▶ **Work instructions**:
The answer must consist of every line in the data that contains "QirValues".

====== Supplied material ======

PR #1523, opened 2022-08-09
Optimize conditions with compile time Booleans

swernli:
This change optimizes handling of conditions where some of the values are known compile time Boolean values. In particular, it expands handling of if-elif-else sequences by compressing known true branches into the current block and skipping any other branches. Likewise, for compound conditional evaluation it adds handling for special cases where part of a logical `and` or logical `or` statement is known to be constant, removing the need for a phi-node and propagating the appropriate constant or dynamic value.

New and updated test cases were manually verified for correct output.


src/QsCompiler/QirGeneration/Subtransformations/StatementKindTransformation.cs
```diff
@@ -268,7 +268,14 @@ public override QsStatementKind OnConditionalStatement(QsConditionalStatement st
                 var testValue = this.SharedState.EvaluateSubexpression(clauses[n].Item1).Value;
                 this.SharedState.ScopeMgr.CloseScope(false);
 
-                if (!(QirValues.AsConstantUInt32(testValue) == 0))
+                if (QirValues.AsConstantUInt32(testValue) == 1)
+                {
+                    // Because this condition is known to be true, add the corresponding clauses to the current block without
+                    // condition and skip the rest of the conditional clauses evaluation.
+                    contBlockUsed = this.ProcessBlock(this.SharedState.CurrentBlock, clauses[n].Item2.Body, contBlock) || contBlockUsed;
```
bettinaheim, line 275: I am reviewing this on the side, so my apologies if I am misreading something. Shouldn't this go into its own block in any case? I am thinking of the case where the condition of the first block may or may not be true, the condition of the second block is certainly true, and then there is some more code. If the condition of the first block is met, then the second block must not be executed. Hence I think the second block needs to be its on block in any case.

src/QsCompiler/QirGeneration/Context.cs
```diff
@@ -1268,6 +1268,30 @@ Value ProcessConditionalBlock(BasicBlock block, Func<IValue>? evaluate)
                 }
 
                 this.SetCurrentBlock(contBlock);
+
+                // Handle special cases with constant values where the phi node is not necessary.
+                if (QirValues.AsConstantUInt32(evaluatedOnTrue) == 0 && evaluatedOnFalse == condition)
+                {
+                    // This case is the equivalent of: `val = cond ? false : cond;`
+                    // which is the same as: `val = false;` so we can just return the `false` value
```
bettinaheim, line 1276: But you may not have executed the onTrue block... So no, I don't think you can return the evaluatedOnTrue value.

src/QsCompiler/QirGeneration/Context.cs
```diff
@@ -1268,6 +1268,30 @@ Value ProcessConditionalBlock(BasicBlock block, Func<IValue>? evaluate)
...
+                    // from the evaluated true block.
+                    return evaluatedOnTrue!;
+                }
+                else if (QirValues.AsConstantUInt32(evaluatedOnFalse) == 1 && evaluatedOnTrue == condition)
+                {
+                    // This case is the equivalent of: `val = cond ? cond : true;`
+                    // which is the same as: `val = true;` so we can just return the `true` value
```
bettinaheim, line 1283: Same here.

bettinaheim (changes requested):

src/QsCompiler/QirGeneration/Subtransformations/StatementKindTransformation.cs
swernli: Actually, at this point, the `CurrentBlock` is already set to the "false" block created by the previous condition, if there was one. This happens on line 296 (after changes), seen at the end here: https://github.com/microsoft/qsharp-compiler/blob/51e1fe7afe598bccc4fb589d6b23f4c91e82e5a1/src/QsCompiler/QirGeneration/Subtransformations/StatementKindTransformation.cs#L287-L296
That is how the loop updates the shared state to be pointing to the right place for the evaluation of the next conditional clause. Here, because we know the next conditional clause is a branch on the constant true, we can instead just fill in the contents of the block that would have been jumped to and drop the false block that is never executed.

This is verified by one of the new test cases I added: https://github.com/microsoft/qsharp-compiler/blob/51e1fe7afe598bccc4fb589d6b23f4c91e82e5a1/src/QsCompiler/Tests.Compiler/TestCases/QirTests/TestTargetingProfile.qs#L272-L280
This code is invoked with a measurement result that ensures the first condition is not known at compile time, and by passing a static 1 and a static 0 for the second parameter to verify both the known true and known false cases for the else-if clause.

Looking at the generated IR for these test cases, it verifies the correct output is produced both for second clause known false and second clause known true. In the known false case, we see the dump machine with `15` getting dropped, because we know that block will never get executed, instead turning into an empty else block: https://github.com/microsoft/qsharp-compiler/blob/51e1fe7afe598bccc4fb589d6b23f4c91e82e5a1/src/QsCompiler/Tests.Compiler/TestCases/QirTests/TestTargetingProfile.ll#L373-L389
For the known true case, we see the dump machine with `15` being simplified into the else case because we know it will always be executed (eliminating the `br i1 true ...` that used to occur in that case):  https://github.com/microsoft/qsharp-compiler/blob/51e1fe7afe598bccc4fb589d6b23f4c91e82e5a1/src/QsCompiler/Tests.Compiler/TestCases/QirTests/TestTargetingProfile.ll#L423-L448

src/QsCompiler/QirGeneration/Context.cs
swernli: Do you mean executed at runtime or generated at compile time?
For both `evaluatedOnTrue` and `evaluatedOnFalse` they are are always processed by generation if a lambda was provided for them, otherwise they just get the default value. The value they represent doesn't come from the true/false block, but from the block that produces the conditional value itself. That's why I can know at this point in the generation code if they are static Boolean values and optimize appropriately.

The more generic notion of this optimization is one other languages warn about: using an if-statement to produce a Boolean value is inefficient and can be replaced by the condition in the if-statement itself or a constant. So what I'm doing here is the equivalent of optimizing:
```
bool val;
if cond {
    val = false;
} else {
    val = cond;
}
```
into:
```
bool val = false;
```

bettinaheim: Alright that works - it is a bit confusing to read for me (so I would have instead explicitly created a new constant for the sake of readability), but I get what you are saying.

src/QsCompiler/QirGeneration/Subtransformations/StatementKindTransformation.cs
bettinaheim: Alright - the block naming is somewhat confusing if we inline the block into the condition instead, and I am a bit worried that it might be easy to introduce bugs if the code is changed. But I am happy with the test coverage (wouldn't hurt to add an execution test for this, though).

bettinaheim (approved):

======

▶ **Solution to this problem**:
-                if (!(QirValues.AsConstantUInt32(testValue) == 0))
+                if (QirValues.AsConstantUInt32(testValue) == 1)
+                if (QirValues.AsConstantUInt32(evaluatedOnTrue) == 0 && evaluatedOnFalse == condition)
+                else if (QirValues.AsConstantUInt32(evaluatedOnFalse) == 1 && evaluatedOnTrue == condition)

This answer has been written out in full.